Objetive:

To apply physical principles to determine the state of fluids.

Description:

In this activity you will apply the principles of Archimedes, Pascal and Bernoulli in three simple experiments.

Requirements:

Experiment 1

Experiment 2

Experiment 3

Part 1

Draw a table and fill it with the properties of fluids, the usages or functions that you consider fluids have, as well as the principles that governs them.

Share your work with a classmate and integrate the missing information to your table.

Part 2

Gather in teams and do the following experiments in the science laboratory, with the requested material and the one provided by your teacher:

Click on each experiment to know the information.

Take the time a water faucet takes to fill a 1 lt container.
Measure the diameter of the faucet and calculate its area.
Convert 1 liter to m3 and calculate the expense and the speed at which the water leaves the faucet.
Repeat the experiment on a higher faucet and compare the speeds.
Calculate the pressure difference of the two faucets using Bernoulli’s principle.
Save the water for the next experiment.

Fill the glass container ¾ of its capacity.
With a marker, draw a line in the container to indicate the original height of the water.
Shape one cylinder of modeling clay into a sphere and put it in the container.
Using a different marker, mark the rise of the water on the container and with a syringe remove the water (don’t remove the sphere) until it reaches the original height and put it in a beaker.
Fill the container again up to the first mark and shape the modeling clay into a ship. The goal is to make the ship float maintaining the same mass.
Once the ship floats, using the last marker, mark the rise of the water on the container and take the water out using a syringe. You need to do it until the water reaches its original height. Put it into another beaker.
Using the scale, measure the mass the water of each beaker and the modeling clay. Then calculate the buoyant force exerted on the sphere and the boat. Compare it with the weight of the modeling clay.

Measure the area of the pistons of the syringes (A1 and A2).
Fill the hose with red oil and join each side of the hose to each of the two syringes (which also have some red oil). The device should be so that squeezing out a syringe should push the other one.
Place the object that has a mass of 500 g on the 3 ml syringe.
Observe whether the large syringe plunger rises.

Calculate the following:

Syringe with a piston area of 3 ml.
Syringe plunger with an area of 20 ml.
The force applied in the 3 ml syringe according to the mass of 500 g which was placed on top: W = mg.

Using the Pascal’ principle, obtain the force on the plunger of the 20 ml syringe.

Part 3

Based on the above, make a video about the results of the three experiments, using the laws to determine the state of the fluids that includes the following criteria:

Experiment 1: Explanation of your results using the flow rate formula and Bernoulli’s principle.
Experiment 2: Explain your results and how they agree with Archimedes’ principle.
Experiment 3: relation of the results with the Pascal’s law and its applications, as well as the mechanic advantage of the device that you built with the syringes.

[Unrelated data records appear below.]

PR #118, opened 2019-04-03
[RFR] bump nbstripout version

SimonBiggs:
nbstripout regression fixed. See:

https://github.com/kynan/nbstripout/issues/94#issuecomment-479241348

### DIFF
--- a/azure-pipelines.yml
+++ b/azure-pipelines.yml
@@ -166,7 +166,7 @@ jobs:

Write your conclusions about the importance of physics to explain the fluids states.

Note for the student: consider that your activity must be documented (process) and supported.

Video including the results obtained in the three experiments, as well as their explanation through principles and appropriate physical equations.

Define the fluids properties and states, regarding the physical principles.
Develop each experiment applying the necessary procedure and equations.
Justify the obtained results of each experiment, mentioning the indicated criteria.